* Exercise brief
Write out exactly the lines of the entries below from the one holding "With a small comment" to the one holding "I guess Ids", inclusive, and leave out all other lines.

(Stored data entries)
- Opening Delimiter -

PR #836, opened 2021-07-26
Feature/AA 409 Pending Supplier Reference and Confirmed Bookings Reports

konstyefremov:
https://github.com/happy-travel/agent-app-project/issues/409

Added two reports. Need to check if I understood the applied filters correctly.

Also, these reports mostly copy each other with the only difference in the 'where' block. What would be a better way to keep it DRY?


mingazhev:
Please fix the conflicts

mingazhev (commented):
Need conflicts fix

kirillta (approved):

Api/Infrastructure/ServiceCollectionExtensions.cs
```diff
@@ -778,6 +778,16 @@ public static IServiceCollection AddServices(this IServiceCollection services)
             services.AddTransient<IRecordManager<SupplierWiseRecordData>, SupplierWiseRecordsManager>();
             services.AddTransient<IRecordManager<FullBookingsReportData>, FullBookingsRecordManager>();
             services.AddTransient<IRecordManager<SalesBookingsReportData>, SalesBookingsRecordManager>();
+            services.AddTransient<IConverter<AgencyWiseRecordData, AgencyWiseReportRow>, AgencyWiseRecordDataConverter>();
```
mingazhev, line 781: Consider moving all report needed registrations to a separate method

mingazhev (approved):
With a small comment

PR #839, opened 2021-07-28
Hotfix/FixNotChargedBookings

oleg1std:
- remove checkInDates checks from the charge method
- add a migration to set Confirmed status for the not charged bookings


Raibo (approved):
I guess Ids in migration are for production, while bookings with similar Ids at dev will be casualties. If it is ok, then I guess ok.

PR #840, opened 2021-07-28
Added check for cancellation policies into BookingEvaluationService

Raibo:


Api/Services/Accommodations/Availability/Steps/BookingEvaluation/BookingEvaluationService.cs
```diff
@@ -197,8 +198,24 @@ Task SaveToCache(DataWithMarkup<EdoContracts.Accommodations.RoomContractSetAvail
...
+
+            Result<Unit, ProblemDetails> CheckCancellationPolicies(RoomContractSetAvailability? availability)
+            {
+                if (availability is null)
+                    return Unit.Instance;
+
+                var availabilityValue = availability.Value;
+                var deadline = availabilityValue.RoomContractSet.Deadline;
+
+                var invalid = deadline is null || deadline.Policies.Any(p => p.Percentage == 0d);
```
mingazhev, line 211: isInvalid

Api/Services/Accommodations/Availability/Steps/BookingEvaluation/BookingEvaluationService.cs
```diff
@@ -197,8 +198,24 @@ Task SaveToCache(DataWithMarkup<EdoContracts.Accommodations.RoomContractSetAvail
...
+
+                return invalid
```
mingazhev, line 213: Please log error in such case

mingazhev: And maybe we need a comment why we do that

mingazhev (approved):

PR #842, opened 2021-07-29
Bugfix/aa 355 dont discount more than cost of booking

konstyefremov:
Resolves https://github.com/happy-travel/agent-app-project/issues/355#issuecomment-887850503


Api/AdministratorServices/AgencyDiscountManagementService.cs
```diff
@@ -62,7 +62,7 @@ public Task<Result> Add(int agencyId, CreateDiscountRequest createDiscountReques
             return ValidatePercent(createDiscountRequest.DiscountPercent)
                 .Bind(ValidateTargetMarkup)
                 .Bind(ValidateAgency)
-                .Bind(ValidateDiscountSize)
+                .Bind(DiscountsDontExceedMarkups)
```
DFSko, line 65: Maybe name should be a verb

konstyefremov: > Maybe name should be a verb

We previously discussed this with Kirill. This name is a better fit.

mingazhev: Why not using `Check` instead of `Bind`?

Api/AdministratorServices/AgencyDiscountManagementService.cs
```diff
@@ -182,6 +183,32 @@ Task Update(Discount discount)
 
             Task<Result> WriteAuditLog(Discount _)
                 => _managementAuditService.Write(ManagementEventType.DiscountEdit, new DiscountActivityStateEventData(agencyId, newActivityState));
+
+
+            async Task<Result<Discount>> DiscountDoesntExceedMarkups(Discount discount)
+            {
+                // we need additional check for activated discounts
```
mingazhev, line 190: Please start comments from a capital letter

Api/AdministratorServices/AgencyDiscountManagementService.cs
konstyefremov: It will cause a type mismatch and the whole chain needs to be fixed. 
Already discussed.

Api/AdministratorServices/AgencyDiscountManagementService.cs
konstyefremov: Done

mingazhev (approved):

PR #852, opened 2021-08-04
Check default guids for room contract sets

konstyefremov:


Api/Services/Accommodations/Availability/DeadlineService.cs
```diff
@@ -72,7 +75,7 @@ public class DeadlineService : IDeadlineService
                 {
                     var selectedRoom = a.RoomContractSets?.SingleOrDefault(r => r.Id == roomContractSetId);
 
-                    if (selectedRoom is not null)
+                    if (selectedRoom is not null && !selectedRoom.Id.Equals(default))
```
DFSko, line 78: default guid is Guid.Empty
maybe check selectedRoom.Id != Guid.Empty?

mingazhev: default sounds better for me

mingazhev (approved):

PR #413, opened 2021-01-11
added better invitations info, endpoints for getting accepted invitat…

DFSko:
…ions list, endpoint for disable invitation

PR #879, opened 2021-08-17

- Closing Delimiter -

* Problem solution
With a small comment

PR #839, opened 2021-07-28
Hotfix/FixNotChargedBookings

oleg1std:
- remove checkInDates checks from the charge method
- add a migration to set Confirmed status for the not charged bookings


Raibo (approved):
I guess Ids in migration are for production, while bookings with similar Ids at dev will be casualties. If it is ok, then I guess ok.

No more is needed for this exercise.